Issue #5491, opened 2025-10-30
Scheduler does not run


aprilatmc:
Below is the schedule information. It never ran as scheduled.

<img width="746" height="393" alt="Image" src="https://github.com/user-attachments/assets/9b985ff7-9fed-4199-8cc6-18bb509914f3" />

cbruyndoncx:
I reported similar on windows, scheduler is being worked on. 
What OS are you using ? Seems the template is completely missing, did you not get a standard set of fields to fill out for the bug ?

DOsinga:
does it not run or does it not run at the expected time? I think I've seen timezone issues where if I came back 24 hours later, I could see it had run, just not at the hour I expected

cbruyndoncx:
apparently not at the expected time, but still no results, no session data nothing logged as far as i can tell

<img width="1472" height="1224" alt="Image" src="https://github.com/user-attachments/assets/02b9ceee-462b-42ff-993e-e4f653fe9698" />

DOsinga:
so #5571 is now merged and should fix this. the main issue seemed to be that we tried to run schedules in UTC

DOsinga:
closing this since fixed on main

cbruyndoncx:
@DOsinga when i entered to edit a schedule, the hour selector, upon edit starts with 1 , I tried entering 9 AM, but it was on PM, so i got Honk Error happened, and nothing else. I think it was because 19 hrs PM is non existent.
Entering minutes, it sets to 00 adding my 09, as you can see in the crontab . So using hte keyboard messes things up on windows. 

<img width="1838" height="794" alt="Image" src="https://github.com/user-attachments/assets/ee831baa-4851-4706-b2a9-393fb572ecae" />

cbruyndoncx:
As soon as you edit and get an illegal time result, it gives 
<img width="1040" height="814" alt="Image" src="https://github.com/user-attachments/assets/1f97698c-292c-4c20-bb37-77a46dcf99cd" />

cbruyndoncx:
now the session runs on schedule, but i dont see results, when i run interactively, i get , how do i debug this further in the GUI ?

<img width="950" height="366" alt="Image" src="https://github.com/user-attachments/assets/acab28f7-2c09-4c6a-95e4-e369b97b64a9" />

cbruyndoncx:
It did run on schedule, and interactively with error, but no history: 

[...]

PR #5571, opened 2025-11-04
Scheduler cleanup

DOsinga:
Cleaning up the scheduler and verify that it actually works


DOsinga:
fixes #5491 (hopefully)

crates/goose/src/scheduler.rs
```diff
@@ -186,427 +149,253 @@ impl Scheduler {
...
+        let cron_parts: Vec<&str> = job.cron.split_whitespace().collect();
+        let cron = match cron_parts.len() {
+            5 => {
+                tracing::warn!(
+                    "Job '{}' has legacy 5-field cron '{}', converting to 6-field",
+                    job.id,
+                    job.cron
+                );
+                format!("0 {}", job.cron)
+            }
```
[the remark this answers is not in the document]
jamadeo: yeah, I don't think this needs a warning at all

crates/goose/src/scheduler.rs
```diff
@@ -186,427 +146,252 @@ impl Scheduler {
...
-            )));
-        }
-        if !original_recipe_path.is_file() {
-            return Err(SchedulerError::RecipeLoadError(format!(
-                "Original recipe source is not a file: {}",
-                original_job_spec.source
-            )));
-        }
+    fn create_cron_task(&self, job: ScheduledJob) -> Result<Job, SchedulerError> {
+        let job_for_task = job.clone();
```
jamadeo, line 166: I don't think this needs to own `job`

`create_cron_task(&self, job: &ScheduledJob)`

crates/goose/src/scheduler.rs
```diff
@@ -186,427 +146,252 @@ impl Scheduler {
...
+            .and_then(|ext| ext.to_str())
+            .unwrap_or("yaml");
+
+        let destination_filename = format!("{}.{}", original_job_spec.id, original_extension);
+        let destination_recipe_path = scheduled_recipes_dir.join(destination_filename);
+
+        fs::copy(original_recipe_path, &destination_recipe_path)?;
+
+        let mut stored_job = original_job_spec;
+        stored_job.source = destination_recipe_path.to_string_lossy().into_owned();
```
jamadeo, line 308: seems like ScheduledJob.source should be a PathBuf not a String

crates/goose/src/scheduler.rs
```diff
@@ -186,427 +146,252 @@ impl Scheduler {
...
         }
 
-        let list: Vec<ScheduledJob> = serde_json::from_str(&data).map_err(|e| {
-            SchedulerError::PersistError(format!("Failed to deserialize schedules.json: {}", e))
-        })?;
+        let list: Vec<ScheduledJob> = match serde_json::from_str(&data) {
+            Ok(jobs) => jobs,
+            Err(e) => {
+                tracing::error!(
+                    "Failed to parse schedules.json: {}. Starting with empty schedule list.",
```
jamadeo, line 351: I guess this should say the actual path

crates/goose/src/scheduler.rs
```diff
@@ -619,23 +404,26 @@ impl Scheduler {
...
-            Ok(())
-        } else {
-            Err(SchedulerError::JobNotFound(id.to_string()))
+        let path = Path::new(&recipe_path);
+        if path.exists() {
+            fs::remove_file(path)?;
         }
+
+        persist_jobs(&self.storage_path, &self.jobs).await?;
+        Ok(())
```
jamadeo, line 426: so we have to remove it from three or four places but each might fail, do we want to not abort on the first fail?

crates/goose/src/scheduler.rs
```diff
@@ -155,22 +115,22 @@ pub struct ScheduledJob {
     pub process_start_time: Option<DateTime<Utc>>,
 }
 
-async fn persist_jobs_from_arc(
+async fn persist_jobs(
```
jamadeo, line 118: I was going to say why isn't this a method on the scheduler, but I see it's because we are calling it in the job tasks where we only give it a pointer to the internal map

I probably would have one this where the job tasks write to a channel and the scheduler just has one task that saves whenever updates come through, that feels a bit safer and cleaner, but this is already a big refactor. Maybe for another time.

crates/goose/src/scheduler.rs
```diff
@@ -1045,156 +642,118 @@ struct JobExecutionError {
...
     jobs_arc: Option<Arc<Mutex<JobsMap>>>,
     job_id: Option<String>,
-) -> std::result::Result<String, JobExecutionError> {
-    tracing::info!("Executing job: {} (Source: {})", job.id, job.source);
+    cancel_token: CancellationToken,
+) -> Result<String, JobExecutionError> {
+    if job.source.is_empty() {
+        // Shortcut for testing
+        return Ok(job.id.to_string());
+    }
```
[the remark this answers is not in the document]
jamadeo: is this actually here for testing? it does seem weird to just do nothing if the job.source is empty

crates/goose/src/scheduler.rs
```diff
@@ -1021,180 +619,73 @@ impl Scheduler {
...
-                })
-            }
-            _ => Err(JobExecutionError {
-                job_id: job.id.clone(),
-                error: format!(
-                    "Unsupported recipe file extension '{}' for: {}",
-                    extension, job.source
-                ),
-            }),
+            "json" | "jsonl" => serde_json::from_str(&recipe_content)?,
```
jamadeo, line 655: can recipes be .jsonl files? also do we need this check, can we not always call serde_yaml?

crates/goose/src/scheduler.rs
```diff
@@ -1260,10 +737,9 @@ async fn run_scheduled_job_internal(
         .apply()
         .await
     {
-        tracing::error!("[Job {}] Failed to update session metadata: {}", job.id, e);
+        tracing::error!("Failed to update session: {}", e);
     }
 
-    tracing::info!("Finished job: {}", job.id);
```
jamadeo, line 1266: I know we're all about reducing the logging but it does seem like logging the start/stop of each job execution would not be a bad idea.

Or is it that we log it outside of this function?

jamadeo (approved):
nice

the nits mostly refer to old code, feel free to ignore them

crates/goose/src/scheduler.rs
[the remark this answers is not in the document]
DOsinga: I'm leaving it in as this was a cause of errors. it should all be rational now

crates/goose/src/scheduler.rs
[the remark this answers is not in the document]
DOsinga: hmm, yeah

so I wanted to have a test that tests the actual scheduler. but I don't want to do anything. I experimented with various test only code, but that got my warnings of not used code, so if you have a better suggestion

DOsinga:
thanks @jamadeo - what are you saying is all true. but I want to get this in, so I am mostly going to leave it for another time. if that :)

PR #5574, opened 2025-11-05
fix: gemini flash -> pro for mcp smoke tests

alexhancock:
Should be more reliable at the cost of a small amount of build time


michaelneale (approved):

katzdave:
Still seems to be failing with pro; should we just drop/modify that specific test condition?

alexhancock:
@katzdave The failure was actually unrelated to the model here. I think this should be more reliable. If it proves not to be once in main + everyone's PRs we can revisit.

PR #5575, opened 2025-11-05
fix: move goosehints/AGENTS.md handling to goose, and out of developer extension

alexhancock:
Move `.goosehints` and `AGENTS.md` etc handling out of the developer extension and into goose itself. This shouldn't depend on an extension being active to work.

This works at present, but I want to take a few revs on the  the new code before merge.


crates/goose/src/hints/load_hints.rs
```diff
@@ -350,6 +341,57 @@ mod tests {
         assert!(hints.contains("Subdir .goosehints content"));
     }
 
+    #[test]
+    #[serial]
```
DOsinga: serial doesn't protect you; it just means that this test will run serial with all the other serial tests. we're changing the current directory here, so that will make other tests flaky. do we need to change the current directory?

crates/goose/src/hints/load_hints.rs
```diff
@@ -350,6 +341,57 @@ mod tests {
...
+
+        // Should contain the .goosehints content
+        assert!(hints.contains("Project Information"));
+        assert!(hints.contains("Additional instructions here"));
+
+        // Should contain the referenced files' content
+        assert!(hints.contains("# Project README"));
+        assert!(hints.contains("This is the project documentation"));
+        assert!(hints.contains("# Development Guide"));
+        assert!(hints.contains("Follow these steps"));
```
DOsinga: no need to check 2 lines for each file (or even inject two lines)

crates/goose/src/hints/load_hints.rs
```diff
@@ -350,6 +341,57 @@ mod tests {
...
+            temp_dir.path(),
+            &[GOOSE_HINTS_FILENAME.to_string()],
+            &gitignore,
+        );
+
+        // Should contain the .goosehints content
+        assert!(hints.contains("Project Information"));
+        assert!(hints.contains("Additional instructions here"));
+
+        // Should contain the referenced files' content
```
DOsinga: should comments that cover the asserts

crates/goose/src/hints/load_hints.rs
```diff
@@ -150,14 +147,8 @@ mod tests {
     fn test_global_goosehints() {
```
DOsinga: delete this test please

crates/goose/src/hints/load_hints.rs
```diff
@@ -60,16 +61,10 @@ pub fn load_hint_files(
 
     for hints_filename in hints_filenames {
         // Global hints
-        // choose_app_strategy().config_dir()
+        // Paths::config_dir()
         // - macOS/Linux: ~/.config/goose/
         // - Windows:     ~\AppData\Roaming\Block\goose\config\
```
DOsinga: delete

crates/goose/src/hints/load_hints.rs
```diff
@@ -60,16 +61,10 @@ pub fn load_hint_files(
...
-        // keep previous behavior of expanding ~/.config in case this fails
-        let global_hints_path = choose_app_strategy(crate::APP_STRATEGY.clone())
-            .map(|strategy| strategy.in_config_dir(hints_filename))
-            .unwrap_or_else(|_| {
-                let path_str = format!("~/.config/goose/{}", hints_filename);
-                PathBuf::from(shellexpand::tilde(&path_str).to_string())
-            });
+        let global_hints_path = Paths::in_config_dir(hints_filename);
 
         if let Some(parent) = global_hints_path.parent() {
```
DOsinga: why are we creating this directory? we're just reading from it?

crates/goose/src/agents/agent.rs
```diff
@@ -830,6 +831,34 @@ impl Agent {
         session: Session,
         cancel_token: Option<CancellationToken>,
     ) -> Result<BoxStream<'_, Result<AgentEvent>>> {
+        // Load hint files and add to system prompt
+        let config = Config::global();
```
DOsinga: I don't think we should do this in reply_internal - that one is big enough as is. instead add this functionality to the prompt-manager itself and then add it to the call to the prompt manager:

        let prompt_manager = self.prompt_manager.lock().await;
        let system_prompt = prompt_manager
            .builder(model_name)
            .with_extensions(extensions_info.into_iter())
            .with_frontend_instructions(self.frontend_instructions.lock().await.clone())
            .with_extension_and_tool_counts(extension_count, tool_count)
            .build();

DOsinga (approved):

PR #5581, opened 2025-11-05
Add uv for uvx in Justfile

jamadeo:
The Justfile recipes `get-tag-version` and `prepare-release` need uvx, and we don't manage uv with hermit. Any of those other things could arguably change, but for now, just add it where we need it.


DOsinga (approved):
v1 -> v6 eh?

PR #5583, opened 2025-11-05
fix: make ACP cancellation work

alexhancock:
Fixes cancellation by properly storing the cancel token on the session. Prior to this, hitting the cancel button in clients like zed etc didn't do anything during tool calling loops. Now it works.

.....

- BRIEF -
Give again, word for word, the records from their first line to the one with "apparently not at", and leave out all else.

- THE COMPLETED TASK -
Issue #5491, opened 2025-10-30
Scheduler does not run


aprilatmc:
Below is the schedule information. It never ran as scheduled.

<img width="746" height="393" alt="Image" src="https://github.com/user-attachments/assets/9b985ff7-9fed-4199-8cc6-18bb509914f3" />

cbruyndoncx:
I reported similar on windows, scheduler is being worked on. 
What OS are you using ? Seems the template is completely missing, did you not get a standard set of fields to fill out for the bug ?

DOsinga:
does it not run or does it not run at the expected time? I think I've seen timezone issues where if I came back 24 hours later, I could see it had run, just not at the hour I expected

cbruyndoncx:
apparently not at the expected time, but still no results, no session data nothing logged as far as i can tell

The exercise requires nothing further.